- Native name: Зоя Ивановна Парфёнова
- Born: 21 June 1920 Alatyr, Simbirsk Governorate, Russian SFSR
- Died: 7 April 1993 (age 72) Moscow, Russian Federation
- Allegiance: Soviet Union
- Branch: Soviet Air Force
- Service years: 1941–1945
- Rank: Senior Lieutenant
- Unit: 46th Taman Guards Night Bomber Aviation Regiment
- Conflicts: World War II Eastern Front; ;
- Awards: Hero of the Soviet Union

= Zoya Parfyonova =

Soviet military aviator (1920–1993)

Zoya Ivanovna Akimova née Parfyonova (Зоя Ивановна Парфёнова; 21 June 1920 – 7 April 1993) was a senior lieutenant and deputy squadron commander in the 46th Taman Guards Night Bomber Aviation Regiment during World War II. For completing 815 sorties during the war, she was awarded the title Hero of the Soviet Union on 18 August 1945, making her the only woman from Chuvashia to receive the title.

== Early life ==
Zoya Ivanovna Parfyonova was born on 21 June 1920 to a Russian peasant family in the Russian SFSR, the youngest of five children. She graduated from nursing courses before attending the local flight club and eventually became a flight instructor. Having become the first woman pilot in Alatyr, she trained a large number of young people before the war.

== Military career ==
Parfyonova joined the Soviet military in 1941 shortly after the German invasion of the Soviet Union. In early 1942 she graduated from training at the Engels Military Aviation School and was sent to the Eastern front in May where she fought as part of the regiment in the Southern, Transcaucasus, North Caucasusian and 4th Ukrainian fronts. She became a member of the Communist Party of the Soviet Union in 1943. She bombed Germans over Kuban, the Taman peninsula, Sevastopol, Poland and Germany, reaching the vicinity of Berlin. She did not take part in the Belorussian offensive, because she was recovering from wounds.
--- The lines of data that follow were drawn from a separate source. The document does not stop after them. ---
Issue #734, opened 2019-05-22
auv harvester not clearing deleted data out of auv_trajectory_map


jonescc:
See https://github.com/aodn/utilities/pull/127

lbesnard:
this was fixed in above PRs

PR #735, opened 2019-05-22
AUV - fix hrvester to remove deleted data

lbesnard:


lbesnard:
https://github.com/aodn/harvesters/issues/734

On 29 January 1945, when performing a supply drop of ammunition for Soviet ground troops, her Polikarpov Po-2 was attacked by a barrage of anti-aircraft fire and shelling, tearing through the fuselage with shrapnel entering the cockpit, seriously injuring her hip and causing major blood loss. Despite sustaining such injuries in poor visibility combined with heavy snowfall, and despite the significantly reduced maneuverability of the aircraft from the damage sustained, she still managed to land safely, losing consciousness soon afterwards. After the incident she received medical care and informed soldiers of the positions of the Axis anti-aircraft equipment.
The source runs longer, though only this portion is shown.